**What the task requires:** Read through the listing below and return only the lines containing "function".

**Source material:**
····················

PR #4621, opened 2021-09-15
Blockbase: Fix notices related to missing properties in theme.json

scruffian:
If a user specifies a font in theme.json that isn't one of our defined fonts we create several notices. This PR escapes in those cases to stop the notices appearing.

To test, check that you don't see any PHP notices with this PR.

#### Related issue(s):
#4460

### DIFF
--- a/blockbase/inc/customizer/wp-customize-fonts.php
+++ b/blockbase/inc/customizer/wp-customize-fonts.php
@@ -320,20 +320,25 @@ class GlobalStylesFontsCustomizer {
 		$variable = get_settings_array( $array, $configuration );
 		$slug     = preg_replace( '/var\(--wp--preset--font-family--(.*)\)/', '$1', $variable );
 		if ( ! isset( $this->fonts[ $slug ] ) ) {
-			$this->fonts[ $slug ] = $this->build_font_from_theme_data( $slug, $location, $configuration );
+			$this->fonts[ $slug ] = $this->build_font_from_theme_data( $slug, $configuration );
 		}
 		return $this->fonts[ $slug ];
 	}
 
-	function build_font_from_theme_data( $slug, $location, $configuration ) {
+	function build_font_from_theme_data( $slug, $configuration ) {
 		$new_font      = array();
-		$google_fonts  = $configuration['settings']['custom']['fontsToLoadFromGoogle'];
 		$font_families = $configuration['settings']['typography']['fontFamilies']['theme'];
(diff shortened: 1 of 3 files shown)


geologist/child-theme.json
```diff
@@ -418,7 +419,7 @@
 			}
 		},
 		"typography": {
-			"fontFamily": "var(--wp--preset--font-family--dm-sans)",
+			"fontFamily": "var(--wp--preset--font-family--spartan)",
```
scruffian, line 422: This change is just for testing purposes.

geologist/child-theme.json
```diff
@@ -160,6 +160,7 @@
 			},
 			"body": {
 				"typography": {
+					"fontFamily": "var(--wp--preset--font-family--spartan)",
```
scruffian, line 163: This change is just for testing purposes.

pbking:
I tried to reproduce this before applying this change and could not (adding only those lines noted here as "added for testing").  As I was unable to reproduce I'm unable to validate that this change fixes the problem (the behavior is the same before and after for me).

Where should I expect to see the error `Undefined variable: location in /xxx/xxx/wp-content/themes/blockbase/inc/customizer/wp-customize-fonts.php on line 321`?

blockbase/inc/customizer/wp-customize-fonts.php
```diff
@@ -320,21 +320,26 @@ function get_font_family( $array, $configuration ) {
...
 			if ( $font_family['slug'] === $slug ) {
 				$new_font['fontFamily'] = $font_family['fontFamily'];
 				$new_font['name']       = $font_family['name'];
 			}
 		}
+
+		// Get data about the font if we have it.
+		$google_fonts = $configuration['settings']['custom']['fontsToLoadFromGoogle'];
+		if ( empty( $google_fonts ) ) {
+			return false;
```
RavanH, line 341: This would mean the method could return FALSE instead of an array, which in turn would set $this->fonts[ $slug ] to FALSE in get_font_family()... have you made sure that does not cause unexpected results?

····················

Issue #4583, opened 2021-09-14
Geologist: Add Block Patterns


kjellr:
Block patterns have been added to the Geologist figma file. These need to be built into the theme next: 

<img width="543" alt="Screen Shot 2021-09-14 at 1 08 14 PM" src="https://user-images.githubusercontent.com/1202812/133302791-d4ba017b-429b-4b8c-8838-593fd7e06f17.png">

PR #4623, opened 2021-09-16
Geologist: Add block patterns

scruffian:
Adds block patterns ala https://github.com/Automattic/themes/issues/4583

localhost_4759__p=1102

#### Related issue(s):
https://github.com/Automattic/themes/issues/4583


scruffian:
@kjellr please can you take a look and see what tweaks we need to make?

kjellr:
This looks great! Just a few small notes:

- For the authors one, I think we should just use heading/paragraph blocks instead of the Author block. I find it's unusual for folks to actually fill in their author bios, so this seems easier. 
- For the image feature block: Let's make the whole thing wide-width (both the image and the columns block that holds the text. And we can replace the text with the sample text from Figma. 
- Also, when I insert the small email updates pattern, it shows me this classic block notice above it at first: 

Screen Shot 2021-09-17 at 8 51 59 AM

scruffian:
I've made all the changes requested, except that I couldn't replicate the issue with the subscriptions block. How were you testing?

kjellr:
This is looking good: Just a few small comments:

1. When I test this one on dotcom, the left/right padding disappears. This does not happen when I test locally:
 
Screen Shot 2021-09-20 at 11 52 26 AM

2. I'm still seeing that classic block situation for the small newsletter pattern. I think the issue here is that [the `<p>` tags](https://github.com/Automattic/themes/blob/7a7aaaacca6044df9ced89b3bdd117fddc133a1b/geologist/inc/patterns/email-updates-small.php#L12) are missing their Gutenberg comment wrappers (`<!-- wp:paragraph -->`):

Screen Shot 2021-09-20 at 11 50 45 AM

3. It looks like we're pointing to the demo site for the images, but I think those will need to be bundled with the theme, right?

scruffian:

····················

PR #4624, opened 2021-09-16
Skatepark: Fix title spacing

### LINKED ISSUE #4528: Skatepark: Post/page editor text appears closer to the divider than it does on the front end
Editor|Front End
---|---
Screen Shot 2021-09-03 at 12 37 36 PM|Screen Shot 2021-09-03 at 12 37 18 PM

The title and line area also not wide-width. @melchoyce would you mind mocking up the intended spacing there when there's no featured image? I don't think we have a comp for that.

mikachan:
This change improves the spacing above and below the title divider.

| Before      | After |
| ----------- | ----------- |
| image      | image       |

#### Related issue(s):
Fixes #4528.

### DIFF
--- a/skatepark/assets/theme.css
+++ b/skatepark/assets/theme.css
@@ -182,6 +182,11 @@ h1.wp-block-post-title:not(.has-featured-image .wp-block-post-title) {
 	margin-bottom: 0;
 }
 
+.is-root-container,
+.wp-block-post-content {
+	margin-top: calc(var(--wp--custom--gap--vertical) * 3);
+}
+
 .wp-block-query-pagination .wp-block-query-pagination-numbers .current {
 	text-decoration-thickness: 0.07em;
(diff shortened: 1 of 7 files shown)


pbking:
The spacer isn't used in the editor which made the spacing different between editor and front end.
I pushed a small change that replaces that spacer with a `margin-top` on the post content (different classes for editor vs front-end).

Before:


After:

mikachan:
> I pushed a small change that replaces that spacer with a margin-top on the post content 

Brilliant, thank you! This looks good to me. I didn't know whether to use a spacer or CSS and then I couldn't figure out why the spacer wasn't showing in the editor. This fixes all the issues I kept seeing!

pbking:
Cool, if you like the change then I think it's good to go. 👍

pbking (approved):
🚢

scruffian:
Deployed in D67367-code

····················

**Solved exercise:**
-	function build_font_from_theme_data( $slug, $location, $configuration ) {
+	function build_font_from_theme_data( $slug, $configuration ) {
@@ -320,21 +320,26 @@ function get_font_family( $array, $configuration ) {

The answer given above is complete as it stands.